*** Begin section ***
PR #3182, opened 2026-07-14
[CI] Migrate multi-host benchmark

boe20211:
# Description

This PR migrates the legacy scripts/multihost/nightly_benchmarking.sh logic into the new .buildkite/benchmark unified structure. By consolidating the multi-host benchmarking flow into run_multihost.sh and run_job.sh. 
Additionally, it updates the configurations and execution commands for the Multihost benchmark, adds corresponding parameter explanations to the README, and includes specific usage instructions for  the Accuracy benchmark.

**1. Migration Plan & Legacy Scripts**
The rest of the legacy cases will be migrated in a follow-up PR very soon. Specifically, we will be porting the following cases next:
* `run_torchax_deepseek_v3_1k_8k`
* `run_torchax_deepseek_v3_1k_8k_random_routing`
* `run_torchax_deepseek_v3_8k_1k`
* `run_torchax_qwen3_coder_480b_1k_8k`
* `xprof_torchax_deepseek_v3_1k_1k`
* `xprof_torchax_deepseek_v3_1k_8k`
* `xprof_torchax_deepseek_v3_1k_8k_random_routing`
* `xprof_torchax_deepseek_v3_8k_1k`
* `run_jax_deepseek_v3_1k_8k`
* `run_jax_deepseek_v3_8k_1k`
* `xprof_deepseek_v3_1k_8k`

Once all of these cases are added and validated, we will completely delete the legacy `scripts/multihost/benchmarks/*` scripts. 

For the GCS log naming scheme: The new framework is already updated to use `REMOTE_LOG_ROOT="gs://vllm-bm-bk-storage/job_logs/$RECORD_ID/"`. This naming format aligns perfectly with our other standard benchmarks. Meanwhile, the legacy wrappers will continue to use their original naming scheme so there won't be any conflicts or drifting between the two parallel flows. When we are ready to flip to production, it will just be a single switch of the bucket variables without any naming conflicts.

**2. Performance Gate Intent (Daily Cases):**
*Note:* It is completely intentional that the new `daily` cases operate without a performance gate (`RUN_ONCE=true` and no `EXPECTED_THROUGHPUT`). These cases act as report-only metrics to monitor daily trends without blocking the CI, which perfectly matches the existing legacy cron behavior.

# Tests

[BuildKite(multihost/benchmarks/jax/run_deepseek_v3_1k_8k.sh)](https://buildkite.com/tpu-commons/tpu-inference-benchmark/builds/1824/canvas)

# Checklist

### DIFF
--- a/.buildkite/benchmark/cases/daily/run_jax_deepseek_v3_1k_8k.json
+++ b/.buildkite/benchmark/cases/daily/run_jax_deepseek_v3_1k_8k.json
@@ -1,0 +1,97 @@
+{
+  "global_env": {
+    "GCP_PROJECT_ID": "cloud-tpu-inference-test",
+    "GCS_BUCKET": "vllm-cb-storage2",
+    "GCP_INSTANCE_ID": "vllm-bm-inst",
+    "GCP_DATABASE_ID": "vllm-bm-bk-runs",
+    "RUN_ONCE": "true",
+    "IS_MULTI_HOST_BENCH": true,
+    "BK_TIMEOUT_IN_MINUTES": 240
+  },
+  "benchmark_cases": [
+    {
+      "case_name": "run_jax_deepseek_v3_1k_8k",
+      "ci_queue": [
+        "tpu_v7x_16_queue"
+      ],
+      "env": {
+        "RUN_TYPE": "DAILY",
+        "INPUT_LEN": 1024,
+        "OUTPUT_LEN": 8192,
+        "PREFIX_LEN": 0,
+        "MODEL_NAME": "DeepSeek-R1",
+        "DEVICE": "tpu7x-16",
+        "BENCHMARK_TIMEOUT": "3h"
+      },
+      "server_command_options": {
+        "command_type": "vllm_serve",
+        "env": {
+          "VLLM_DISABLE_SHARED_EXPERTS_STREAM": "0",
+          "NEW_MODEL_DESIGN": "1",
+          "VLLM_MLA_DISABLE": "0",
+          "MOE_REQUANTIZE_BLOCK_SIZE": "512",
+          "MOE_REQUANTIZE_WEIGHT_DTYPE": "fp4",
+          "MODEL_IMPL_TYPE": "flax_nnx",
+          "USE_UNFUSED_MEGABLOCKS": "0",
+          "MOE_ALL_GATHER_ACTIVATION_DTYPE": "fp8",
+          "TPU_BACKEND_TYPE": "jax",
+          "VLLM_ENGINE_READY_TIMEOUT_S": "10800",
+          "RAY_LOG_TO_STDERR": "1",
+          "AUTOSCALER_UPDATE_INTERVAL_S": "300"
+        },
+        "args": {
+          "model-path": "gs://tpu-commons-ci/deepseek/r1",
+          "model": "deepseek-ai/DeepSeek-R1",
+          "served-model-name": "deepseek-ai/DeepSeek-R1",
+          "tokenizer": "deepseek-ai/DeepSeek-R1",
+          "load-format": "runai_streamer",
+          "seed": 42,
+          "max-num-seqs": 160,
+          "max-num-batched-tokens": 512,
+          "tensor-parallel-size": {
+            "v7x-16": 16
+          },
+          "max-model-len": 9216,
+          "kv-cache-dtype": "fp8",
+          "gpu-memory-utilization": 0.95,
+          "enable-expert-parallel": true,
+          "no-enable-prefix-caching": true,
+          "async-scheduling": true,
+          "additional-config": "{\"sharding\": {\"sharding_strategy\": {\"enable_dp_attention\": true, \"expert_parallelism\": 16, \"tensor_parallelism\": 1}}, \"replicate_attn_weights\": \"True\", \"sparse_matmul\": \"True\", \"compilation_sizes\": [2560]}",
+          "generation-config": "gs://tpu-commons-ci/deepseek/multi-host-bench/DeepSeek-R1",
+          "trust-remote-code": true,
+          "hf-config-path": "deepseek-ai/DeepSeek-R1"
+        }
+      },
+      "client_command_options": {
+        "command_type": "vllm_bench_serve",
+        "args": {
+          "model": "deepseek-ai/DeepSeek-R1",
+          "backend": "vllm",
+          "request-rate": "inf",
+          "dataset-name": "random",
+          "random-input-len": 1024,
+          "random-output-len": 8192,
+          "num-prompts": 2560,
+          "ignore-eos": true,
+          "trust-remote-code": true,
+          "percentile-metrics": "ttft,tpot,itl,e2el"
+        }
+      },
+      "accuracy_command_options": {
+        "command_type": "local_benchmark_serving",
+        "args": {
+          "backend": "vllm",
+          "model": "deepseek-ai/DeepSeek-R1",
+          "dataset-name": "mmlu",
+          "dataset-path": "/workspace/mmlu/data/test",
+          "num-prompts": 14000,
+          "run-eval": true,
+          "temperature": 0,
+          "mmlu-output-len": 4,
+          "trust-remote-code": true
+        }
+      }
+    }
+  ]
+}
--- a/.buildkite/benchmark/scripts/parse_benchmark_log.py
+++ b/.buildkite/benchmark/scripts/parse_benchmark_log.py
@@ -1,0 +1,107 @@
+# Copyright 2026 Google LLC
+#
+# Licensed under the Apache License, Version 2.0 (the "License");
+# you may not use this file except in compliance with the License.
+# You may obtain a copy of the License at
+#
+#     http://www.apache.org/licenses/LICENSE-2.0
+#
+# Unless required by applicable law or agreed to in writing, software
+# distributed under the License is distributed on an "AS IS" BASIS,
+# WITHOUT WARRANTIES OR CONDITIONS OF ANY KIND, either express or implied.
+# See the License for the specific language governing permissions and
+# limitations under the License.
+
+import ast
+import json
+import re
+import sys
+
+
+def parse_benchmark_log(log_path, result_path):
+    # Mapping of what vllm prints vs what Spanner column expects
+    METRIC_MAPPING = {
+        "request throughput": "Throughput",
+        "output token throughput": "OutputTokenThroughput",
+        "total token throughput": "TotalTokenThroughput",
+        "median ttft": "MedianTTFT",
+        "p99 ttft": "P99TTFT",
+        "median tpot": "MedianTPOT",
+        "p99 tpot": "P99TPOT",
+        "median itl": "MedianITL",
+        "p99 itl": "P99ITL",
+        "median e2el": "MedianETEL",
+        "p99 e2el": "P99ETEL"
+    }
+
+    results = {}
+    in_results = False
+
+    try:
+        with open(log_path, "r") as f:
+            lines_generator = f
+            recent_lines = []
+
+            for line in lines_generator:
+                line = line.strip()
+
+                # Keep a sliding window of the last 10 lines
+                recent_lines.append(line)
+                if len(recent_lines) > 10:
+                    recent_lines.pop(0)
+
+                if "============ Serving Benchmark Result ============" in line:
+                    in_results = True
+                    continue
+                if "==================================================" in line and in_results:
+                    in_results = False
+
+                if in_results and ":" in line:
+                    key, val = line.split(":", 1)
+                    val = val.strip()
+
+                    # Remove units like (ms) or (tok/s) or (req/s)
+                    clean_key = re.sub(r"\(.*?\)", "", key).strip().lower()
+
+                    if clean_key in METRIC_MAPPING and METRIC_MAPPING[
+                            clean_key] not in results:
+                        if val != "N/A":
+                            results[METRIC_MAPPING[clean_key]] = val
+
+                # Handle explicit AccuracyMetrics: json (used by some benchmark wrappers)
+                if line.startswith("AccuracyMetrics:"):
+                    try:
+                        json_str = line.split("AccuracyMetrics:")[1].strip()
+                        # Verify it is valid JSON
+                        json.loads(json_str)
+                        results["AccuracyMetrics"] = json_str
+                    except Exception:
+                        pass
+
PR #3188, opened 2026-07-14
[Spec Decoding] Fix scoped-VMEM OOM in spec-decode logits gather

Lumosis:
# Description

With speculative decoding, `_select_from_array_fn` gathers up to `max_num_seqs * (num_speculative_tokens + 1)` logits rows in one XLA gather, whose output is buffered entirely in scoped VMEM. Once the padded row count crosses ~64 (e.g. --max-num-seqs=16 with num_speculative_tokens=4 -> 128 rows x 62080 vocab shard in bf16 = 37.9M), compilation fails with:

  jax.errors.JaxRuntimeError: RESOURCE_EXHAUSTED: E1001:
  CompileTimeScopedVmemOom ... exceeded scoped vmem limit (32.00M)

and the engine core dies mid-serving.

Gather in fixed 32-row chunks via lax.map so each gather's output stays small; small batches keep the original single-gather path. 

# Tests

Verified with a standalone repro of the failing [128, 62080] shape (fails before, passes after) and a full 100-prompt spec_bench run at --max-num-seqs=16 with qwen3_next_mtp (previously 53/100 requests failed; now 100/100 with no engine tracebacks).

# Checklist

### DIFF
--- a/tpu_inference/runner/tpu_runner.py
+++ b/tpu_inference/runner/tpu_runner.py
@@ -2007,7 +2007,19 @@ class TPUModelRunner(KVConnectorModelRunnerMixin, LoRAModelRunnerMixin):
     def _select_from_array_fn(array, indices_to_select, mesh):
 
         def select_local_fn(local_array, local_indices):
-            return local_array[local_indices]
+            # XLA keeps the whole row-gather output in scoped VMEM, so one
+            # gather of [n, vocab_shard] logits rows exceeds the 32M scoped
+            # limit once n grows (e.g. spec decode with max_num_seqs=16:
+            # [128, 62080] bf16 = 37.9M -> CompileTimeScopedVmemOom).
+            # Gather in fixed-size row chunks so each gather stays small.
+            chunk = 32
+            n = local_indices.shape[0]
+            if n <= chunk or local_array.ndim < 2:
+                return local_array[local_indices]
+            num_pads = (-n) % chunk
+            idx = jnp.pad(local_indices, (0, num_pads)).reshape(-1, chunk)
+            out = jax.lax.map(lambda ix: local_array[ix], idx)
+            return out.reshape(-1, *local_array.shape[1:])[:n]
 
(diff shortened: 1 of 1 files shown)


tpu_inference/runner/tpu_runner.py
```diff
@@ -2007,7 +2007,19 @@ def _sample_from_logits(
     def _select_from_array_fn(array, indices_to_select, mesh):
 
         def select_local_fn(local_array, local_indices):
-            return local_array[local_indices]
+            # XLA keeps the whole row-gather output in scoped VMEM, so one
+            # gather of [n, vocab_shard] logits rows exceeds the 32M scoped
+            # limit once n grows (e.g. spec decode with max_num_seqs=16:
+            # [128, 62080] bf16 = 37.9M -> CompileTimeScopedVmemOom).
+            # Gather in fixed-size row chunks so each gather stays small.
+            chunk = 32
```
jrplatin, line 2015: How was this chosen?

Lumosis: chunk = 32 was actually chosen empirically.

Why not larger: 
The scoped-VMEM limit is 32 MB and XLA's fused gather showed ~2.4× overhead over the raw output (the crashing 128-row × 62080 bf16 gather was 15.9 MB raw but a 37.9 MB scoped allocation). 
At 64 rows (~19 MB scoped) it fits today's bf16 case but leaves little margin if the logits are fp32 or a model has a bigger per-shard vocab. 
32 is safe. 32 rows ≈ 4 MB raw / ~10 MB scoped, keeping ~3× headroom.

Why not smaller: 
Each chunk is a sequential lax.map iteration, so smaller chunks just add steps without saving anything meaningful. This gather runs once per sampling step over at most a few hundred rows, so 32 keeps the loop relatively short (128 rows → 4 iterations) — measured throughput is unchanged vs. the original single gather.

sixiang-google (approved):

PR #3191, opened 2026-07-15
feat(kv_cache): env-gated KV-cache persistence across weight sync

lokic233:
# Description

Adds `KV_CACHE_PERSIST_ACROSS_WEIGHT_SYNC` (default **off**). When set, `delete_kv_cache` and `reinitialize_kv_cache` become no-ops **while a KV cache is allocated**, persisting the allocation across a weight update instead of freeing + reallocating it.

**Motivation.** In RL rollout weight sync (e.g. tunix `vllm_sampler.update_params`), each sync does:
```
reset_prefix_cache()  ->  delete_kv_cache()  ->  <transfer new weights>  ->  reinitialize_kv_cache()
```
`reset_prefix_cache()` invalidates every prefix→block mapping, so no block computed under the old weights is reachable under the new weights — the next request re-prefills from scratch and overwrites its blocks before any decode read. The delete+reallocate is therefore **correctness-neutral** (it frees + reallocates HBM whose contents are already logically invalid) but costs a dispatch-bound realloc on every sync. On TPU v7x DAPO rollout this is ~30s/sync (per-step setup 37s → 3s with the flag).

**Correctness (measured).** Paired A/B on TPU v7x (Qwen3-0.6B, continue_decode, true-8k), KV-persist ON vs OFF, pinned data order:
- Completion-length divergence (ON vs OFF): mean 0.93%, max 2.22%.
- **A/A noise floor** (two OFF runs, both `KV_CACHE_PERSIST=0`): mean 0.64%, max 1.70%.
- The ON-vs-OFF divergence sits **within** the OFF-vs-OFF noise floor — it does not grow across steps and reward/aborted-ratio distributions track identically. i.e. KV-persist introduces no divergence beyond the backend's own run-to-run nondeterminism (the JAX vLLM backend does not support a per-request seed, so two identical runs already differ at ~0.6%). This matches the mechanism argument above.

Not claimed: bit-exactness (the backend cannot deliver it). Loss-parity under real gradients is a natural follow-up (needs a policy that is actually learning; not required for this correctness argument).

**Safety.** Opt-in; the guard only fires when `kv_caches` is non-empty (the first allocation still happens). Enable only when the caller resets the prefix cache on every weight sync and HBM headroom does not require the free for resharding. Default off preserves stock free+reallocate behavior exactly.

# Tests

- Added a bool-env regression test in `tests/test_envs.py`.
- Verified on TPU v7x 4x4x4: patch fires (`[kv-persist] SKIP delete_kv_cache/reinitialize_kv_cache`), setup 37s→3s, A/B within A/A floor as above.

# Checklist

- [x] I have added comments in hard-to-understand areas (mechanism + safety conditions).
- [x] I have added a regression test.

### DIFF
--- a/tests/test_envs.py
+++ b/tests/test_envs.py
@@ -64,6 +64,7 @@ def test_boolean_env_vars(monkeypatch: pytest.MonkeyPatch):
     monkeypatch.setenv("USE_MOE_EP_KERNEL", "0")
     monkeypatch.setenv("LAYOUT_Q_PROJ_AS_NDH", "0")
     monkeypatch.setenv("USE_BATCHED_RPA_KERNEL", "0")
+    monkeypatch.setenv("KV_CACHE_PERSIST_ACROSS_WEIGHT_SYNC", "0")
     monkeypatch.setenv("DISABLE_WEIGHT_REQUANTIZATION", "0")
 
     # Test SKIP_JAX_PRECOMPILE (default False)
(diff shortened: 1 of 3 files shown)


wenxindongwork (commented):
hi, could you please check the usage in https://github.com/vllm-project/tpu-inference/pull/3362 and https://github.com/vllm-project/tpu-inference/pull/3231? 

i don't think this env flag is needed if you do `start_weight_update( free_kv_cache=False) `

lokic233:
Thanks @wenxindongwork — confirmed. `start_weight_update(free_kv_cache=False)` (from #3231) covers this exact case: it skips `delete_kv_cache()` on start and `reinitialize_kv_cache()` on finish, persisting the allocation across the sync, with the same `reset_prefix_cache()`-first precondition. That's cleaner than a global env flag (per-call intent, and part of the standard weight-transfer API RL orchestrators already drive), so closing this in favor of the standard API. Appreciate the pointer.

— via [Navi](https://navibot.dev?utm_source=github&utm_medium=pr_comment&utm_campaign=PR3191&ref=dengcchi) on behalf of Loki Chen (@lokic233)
*** End section ***
• [Description of the task]:
Find and show each line of the listing with the word "every".

• [Output for this task]:
`reset_prefix_cache()` invalidates every prefix→block mapping, so no block computed under the old weights is reachable under the new weights — the next request re-prefills from scratch and overwrites its blocks before any decode read. The delete+reallocate is therefore **correctness-neutral** (it frees + reallocates HBM whose contents are already logically invalid) but costs a dispatch-bound realloc on every sync. On TPU v7x DAPO rollout this is ~30s/sync (per-step setup 37s → 3s with the flag).
**Safety.** Opt-in; the guard only fires when `kv_caches` is non-empty (the first allocation still happens). Enable only when the caller resets the prefix cache on every weight sync and HBM headroom does not require the free for resharding. Default off preserves stock free+reallocate behavior exactly.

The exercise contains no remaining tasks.